*** Opening of Supplied data ***
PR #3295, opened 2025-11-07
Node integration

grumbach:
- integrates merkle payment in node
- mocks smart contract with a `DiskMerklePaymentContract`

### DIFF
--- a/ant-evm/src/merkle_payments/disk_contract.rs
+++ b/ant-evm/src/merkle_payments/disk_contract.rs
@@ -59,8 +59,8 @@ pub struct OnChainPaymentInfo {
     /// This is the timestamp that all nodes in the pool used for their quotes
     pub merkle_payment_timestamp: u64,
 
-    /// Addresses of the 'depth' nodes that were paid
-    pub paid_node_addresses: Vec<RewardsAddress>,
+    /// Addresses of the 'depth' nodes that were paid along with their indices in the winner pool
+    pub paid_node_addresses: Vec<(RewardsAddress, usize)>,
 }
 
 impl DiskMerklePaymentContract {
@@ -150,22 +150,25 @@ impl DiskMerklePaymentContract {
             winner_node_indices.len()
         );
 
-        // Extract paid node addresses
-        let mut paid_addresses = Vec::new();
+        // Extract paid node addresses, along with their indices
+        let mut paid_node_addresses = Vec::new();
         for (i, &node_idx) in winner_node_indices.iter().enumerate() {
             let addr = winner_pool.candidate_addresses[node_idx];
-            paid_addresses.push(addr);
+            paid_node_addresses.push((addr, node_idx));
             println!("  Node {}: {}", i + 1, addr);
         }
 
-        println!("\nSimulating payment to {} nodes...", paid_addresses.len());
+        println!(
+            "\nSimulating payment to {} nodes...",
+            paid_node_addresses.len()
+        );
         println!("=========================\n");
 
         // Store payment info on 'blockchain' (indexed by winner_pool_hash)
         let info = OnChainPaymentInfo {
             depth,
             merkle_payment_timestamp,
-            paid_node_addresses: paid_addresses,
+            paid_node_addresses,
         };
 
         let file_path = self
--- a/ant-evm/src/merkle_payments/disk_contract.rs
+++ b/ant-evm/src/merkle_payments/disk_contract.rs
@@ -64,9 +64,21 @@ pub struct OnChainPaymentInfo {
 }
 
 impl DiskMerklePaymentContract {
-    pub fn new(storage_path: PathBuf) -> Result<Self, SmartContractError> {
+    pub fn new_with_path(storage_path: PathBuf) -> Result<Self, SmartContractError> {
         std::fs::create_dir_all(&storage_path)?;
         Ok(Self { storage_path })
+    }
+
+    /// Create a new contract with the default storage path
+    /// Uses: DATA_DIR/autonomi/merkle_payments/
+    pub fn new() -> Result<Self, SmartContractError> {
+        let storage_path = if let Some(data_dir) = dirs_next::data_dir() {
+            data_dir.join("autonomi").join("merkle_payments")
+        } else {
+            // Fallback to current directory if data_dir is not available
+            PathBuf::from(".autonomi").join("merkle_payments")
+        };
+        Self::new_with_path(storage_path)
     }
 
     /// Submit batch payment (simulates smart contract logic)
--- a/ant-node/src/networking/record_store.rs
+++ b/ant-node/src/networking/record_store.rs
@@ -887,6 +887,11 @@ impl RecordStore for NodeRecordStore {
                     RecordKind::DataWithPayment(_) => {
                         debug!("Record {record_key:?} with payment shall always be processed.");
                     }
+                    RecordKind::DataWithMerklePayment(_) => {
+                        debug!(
*** Close of Supplied data ***
Exactly as written, transcribe each line of the data.

Answer to this problem:
PR #3295, opened 2025-11-07
Node integration

grumbach:
- integrates merkle payment in node
- mocks smart contract with a `DiskMerklePaymentContract`

### DIFF
--- a/ant-evm/src/merkle_payments/disk_contract.rs
+++ b/ant-evm/src/merkle_payments/disk_contract.rs
@@ -59,8 +59,8 @@ pub struct OnChainPaymentInfo {
     /// This is the timestamp that all nodes in the pool used for their quotes
     pub merkle_payment_timestamp: u64,
 
-    /// Addresses of the 'depth' nodes that were paid
-    pub paid_node_addresses: Vec<RewardsAddress>,
+    /// Addresses of the 'depth' nodes that were paid along with their indices in the winner pool
+    pub paid_node_addresses: Vec<(RewardsAddress, usize)>,
 }
 
 impl DiskMerklePaymentContract {
@@ -150,22 +150,25 @@ impl DiskMerklePaymentContract {
             winner_node_indices.len()
         );
 
-        // Extract paid node addresses
-        let mut paid_addresses = Vec::new();
+        // Extract paid node addresses, along with their indices
+        let mut paid_node_addresses = Vec::new();
         for (i, &node_idx) in winner_node_indices.iter().enumerate() {
             let addr = winner_pool.candidate_addresses[node_idx];
-            paid_addresses.push(addr);
+            paid_node_addresses.push((addr, node_idx));
             println!("  Node {}: {}", i + 1, addr);
         }
 
-        println!("\nSimulating payment to {} nodes...", paid_addresses.len());
+        println!(
+            "\nSimulating payment to {} nodes...",
+            paid_node_addresses.len()
+        );
         println!("=========================\n");
 
         // Store payment info on 'blockchain' (indexed by winner_pool_hash)
         let info = OnChainPaymentInfo {
             depth,
             merkle_payment_timestamp,
-            paid_node_addresses: paid_addresses,
+            paid_node_addresses,
         };
 
         let file_path = self
--- a/ant-evm/src/merkle_payments/disk_contract.rs
+++ b/ant-evm/src/merkle_payments/disk_contract.rs
@@ -64,9 +64,21 @@ pub struct OnChainPaymentInfo {
 }
 
 impl DiskMerklePaymentContract {
-    pub fn new(storage_path: PathBuf) -> Result<Self, SmartContractError> {
+    pub fn new_with_path(storage_path: PathBuf) -> Result<Self, SmartContractError> {
         std::fs::create_dir_all(&storage_path)?;
         Ok(Self { storage_path })
+    }
+
+    /// Create a new contract with the default storage path
+    /// Uses: DATA_DIR/autonomi/merkle_payments/
+    pub fn new() -> Result<Self, SmartContractError> {
+        let storage_path = if let Some(data_dir) = dirs_next::data_dir() {
+            data_dir.join("autonomi").join("merkle_payments")
+        } else {
+            // Fallback to current directory if data_dir is not available
+            PathBuf::from(".autonomi").join("merkle_payments")
+        };
+        Self::new_with_path(storage_path)
     }
 
     /// Submit batch payment (simulates smart contract logic)
--- a/ant-node/src/networking/record_store.rs
+++ b/ant-node/src/networking/record_store.rs
@@ -887,6 +887,11 @@ impl RecordStore for NodeRecordStore {
                     RecordKind::DataWithPayment(_) => {
                         debug!("Record {record_key:?} with payment shall always be processed.");
                     }
+                    RecordKind::DataWithMerklePayment(_) => {
+                        debug!(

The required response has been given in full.